- [ACTIVITY]: Look through the lines below and extract any with the word "const".

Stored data
☆ ☆ ☆

PR #282, opened 2018-05-25
feat(nc): new commons support

### LINKED ISSUE #284: PXD-600 ⁃ fix titles for all the commons
**all commons that include cancer** should be called data commons
bhc is also Commons
only NIAID should be data hub (**"hub" should not be used in any other commons**) 
NHLBI (dcp.bionimbus.org) should be DATA STAGE (remove data commons pilot)

zflamig:
Resolves #284

### DIFF
--- a/data/parameters.js
+++ b/data/parameters.js
@@ -749,106 +749,106 @@ const params = {
     graphql: {
       boardCounts: [
         {
-            graphql: '_data_collection_count',
-            name: 'Data Collection',
-            plural: 'Data Collections',
+          graphql: '_data_collection_count',
+          name: 'Data Collection',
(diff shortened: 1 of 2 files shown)


data/parameters.js
```diff
@@ -78,8 +78,8 @@ const params = {
       appName: 'The Brain Commons Portal',
       index: {
         introduction: {
-          heading: 'Data Commons Hub',
-          text: 'The Brain Health Data Commons supports the management, analysis and sharing of brain health data for the research community and ' +
+          heading: 'Data Commons',
```
philloooo: should this be 'Brain Commons'?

☆ ☆ ☆

- [RESULT OF THIS TASK]:
@@ -749,106 +749,106 @@ const params = {
@@ -78,8 +78,8 @@ const params = {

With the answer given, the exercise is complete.